**Assignment**
Repeat, exactly and alone, every line from the line that contains "joakim-ronning: 100% my" to the end of the entries.

[Opening Source material section]

PR #700, opened 2021-11-02
chore: update api compliance

joakim-ronning:
Hello!
We are migrating to a new image for doing API compliance.  
Check that the paths and names are correct to your repo.
If you have any questions don't hesitate to reach out.

### DIFF
--- a/.circleci/config.yml
+++ b/.circleci/config.yml
@@ -173,6 +173,7 @@ workflows:
               only:
                 - /v.*/
       - api-governance:
+          context: api-governance
           filters:
             branches:
               # Forked pull requests have CIRCLE_BRANCH set to pull/XXX
--- a/.circleci/config.yml
+++ b/.circleci/config.yml
@@ -176,6 +176,9 @@ workflows:
       - api-governance:
           context: api-compliance
           filters:
+            branches:
+              # Forked pull requests have CIRCLE_BRANCH set to pull/XXX
+              ignore: /pull\/[0-9]+/
             tags:
               only:
                 - /v.*/
--- a/.circleci/config.yml
+++ b/.circleci/config.yml
@@ -130,10 +130,6 @@ jobs:
       - attach_workspace:
           at: ~/project
       - run:
-          name: Log into Github Docker Registry
-          command: |
-              echo $QLIK_DOCKER_DEV_PASSWORD | docker login -u $QLIK_DOCKER_DEV_USERNAME --password-stdin $QLIK_DOCKER_DEV_REGISTRY
-      - run:
           name: Create version.txt
           command: |
               set -x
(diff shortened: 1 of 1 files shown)


.circleci/config.yml
```diff
@@ -133,12 +133,36 @@ jobs:
...
+          command: >
+            VER=$(cat ./version.txt)
+
+            docker run --volumes-from specs
+            -e SPEC_PATHS="abdc47c2-921a-45d3-ba5c-80d448574c5b@/specs/spec.json"
+            -e COMMIT_SHA="$CIRCLE_SHA1"
+            -e RELEASE_TAG="$VER"
+            -e CREDENTIALS_S3_SECRETKEY="$APICULTURIST_S3"
+            -e CREDENTIALS_GITHUB="$APICULTURIST_GITHUB"
+            -e CREDENTIALS_COLONY="$APICULTURIST_TOKEN"
```
T-Wizard, line 164: The APICULTURIST_* secrets needs to be added to qlik-oss organisation or nebula.js in circelci

joakim-ronning: We added an api-compliance context to OSS and I added it to the api governance job. Let me know if this fixes the issue.

T-Wizard: (I will not know if it actually works until after the PR is merged, as it is not run on PRs from forks)
but the context is named `api-compliance` i circelci but the this config use the name `api-governance` (I expect that to be a problem)

joakim-ronning: 100% my fault! Thank you for pointing it out. I'm going to fix it. If you want, you can give me access to the repository and I can recreate the branch there.

.circleci/config.yml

[Closing Source material section]

**Response**
joakim-ronning: 100% my fault! Thank you for pointing it out. I'm going to fix it. If you want, you can give me access to the repository and I can recreate the branch there.

.circleci/config.yml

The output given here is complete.